I have a machine with 96 GB of RAM.  I started one guest with 64 GB and tried to start another with 32 GB.  Predictably, it wasn't able to immediately find enough RAM.  Unfortunately, this means that it hangs until enough RAM is available.

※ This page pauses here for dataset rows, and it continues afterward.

PR #186, opened 2016-04-28
Fixed ChannelMessageAck

jonas747:
ChannelMessageAck does not like `application/json` as the content type


bwmarrin:
Oh thanks @jonas747  :)

PR #189, opened 2016-04-30
Nickname support

jonas747:
Added the GuildMemberNickname function and the nick field to the guild member struct

One little thing, when changing your own nickname via @me, you have to add "/nick" to the url


bwmarrin:
Thanks @jonas747  :)  That's weird about the @me/nick

PR #196, opened 2016-05-08
Add Role tracking. Support disabling individual features in state. Closes #195.

### LINKED ISSUE #195: Newly created roles not being detected
when people add new roles the bot can not detect them.
i have to restart completely and than everything works fine

but if you're asking to pinpoint it's anything role related. like changing a role. detecting etc. if they Invite Echo and than make a bunch of roles. none will be detected
hard restart the bot and all roles are detected

**Updated:**
Tried going direct with `s.GuildRoles` instead of using State (for testing purposes)
and It still won't find the new role (even with AI's method using `GuildRoleCreate` and
`GuildRoleUpdate` events to update Guild in the State.

iopred:


bwmarrin:
What do you think about using a bitmask int to enable/disable options vs bools?

iopred:
Generally I think that matters when you need to transmit the data, in this
case it'll add complexity for no gain. (Like less bandwidth etc.)

bwmarrin:
Fair enough. :)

> ffffd02929d6f018::walk thread | ::findstack -v
stack pointer for thread ffffd0287e333c20: ffffd000bc86a3d0
[ ffffd000bc86a3d0 _resume_from_idle+0x112() ]
ffffd000bc86a400 swtch+0x18a()
ffffd000bc86a430 cv_wait+0x89(ffffd0287e333e0e, ffffd0287e333e10)
ffffd000bc86a490 delay_common+0xb8(fa)
ffffd000bc86a4d0 delay+0x30(fa)
ffffd000bc86a500 page_resv+0x82(840000, 0)
ffffd000bc86a5a0 segkmem_xalloc+0x80(ffffd025e2ce4000, 0, 840000000, 0, 0, fffffffffb8a5640, fffffffffc0199b8)
ffffd000bc86a610 segkmem_alloc_vn+0x5e(ffffd025e2ce4000, 840000000, 0, fffffffffc0199b8)
ffffd000bc86a640 segkmem_zio_alloc+0x20(ffffd025e2ce4000, 840000000, 0)
ffffd000bc86a790 vmem_xalloc+0x629(ffffd025fef67000, 840000000, 1000, 0, 0, 0, 0, ffffd02400000000)
ffffd000bc86a810 vmem_alloc+0x145(ffffd025fef67000, 840000000, 0)
ffffd000bc86a850 vm_object_allocate+0x6c(0, 840000)
ffffd000bc86a8c0 vm_alloc_memseg+0xd9(ffffd02929e4b000, 0, 840000000, 1)
ffffd000bc86a900 vmmdev_alloc_memseg+0x36(ffffd0261e6eaf00, ffffd000bc86a950)
ffffd000bc86ac00 vmmdev_do_ioctl+0x615(ffffd0261e6eaf00, 8050760e, ffffbf7fffdffbe0, 202003, ffffd0291f373730, ffffd000bc86ae98)
ffffd000bc86acb0 vmm_ioctl+0x138(13000000004, 8050760e, ffffbf7fffdffbe0, 202003, ffffd0291f373730, ffffd000bc86ae98)
ffffd000bc86acf0 cdev_ioctl+0x39(13000000004, 8050760e, ffffbf7fffdffbe0, 202003, ffffd0291f373730, ffffd000bc86ae98)
ffffd000bc86ad40 spec_ioctl+0x60(ffffd02929d04e00, 8050760e, ffffbf7fffdffbe0, 202003, ffffd0291f373730, ffffd000bc86ae98, 0)
ffffd000bc86add0 fop_ioctl+0x55(ffffd02929d04e00, 8050760e, ffffbf7fffdffbe0, 202003, ffffd0291f373730, ffffd000bc86ae98, 0)
ffffd000bc86aef0 ioctl+0x9b(3, 8050760e, ffffbf7fffdffbe0)
ffffd000bc86af00 sys_syscall+0x290()

This is not interruptible.

[root@emy-17 /root]# pgrep -x zhyve
104238
104507
[root@emy-17 /root]# kill -9 104507
[root@emy-17 /root]# kill -9 104507

Likewise, zoneadm -z $zone halt has no effect: zoneadm hangs in a door call to zoneadmd.

Comments

Comment by Jerry Jelinek
Created at 2018-03-02T13:21:59.062Z
Updated at 2018-03-02T13:27:13.879Z

I can think of two approaches for this
1) Add kernel support for an "interruptible" flag on KM_SLEEP allocations (starting by using cv_wait_sig in page_create_throttle), which we might want for other reasons,
2) Change vmm to use a KM_NOSLEEP allocation, handle the ENOMEM error in zhyve, and sleep/retry a few times in zhyve before giving up and dying.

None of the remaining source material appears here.